> _Problem statement_:
The entries below should be transcribed exactly, every one of them.

++++++

PR #1288, opened 2017-08-06
Trace external pointers in parenthesized expressions

pchaigno:
Partially reverts #290, keeping the test case. With #1005, only
dereference operations are rewritten, removing the need for the
previous fix.

Reverting #290 allows bcc to rewrite more dereferences, as
highlighted in the new test case.

/cc @drzaeus77


pchaigno:
@drzaeus77 Anything I can do to help with the review? (add comments/tests?)

PR #1292, opened 2017-08-16
python - set attach_xdp's default flag value to 0

GabrielGanne:
Hi,

Following commit 9f3cab70d290d62f663d36369a441b0ee359e8d1 attach_xdp() requires a 3rd flag argument.
It caused me an error when I tried to launch some old code I had.
This just sets default flag value to 0 so that it is not explicitly required.

BR,


drzaeus77:
[buildbot, ok to test]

++++++

> _Written solution_:
PR #1288, opened 2017-08-06
Trace external pointers in parenthesized expressions

pchaigno:
Partially reverts #290, keeping the test case. With #1005, only
dereference operations are rewritten, removing the need for the
previous fix.

Reverting #290 allows bcc to rewrite more dereferences, as
highlighted in the new test case.

/cc @drzaeus77


pchaigno:
@drzaeus77 Anything I can do to help with the review? (add comments/tests?)

PR #1292, opened 2017-08-16
python - set attach_xdp's default flag value to 0

GabrielGanne:
Hi,

Following commit 9f3cab70d290d62f663d36369a441b0ee359e8d1 attach_xdp() requires a 3rd flag argument.
It caused me an error when I tried to launch some old code I had.
This just sets default flag value to 0 so that it is not explicitly required.

BR,


drzaeus77:
[buildbot, ok to test]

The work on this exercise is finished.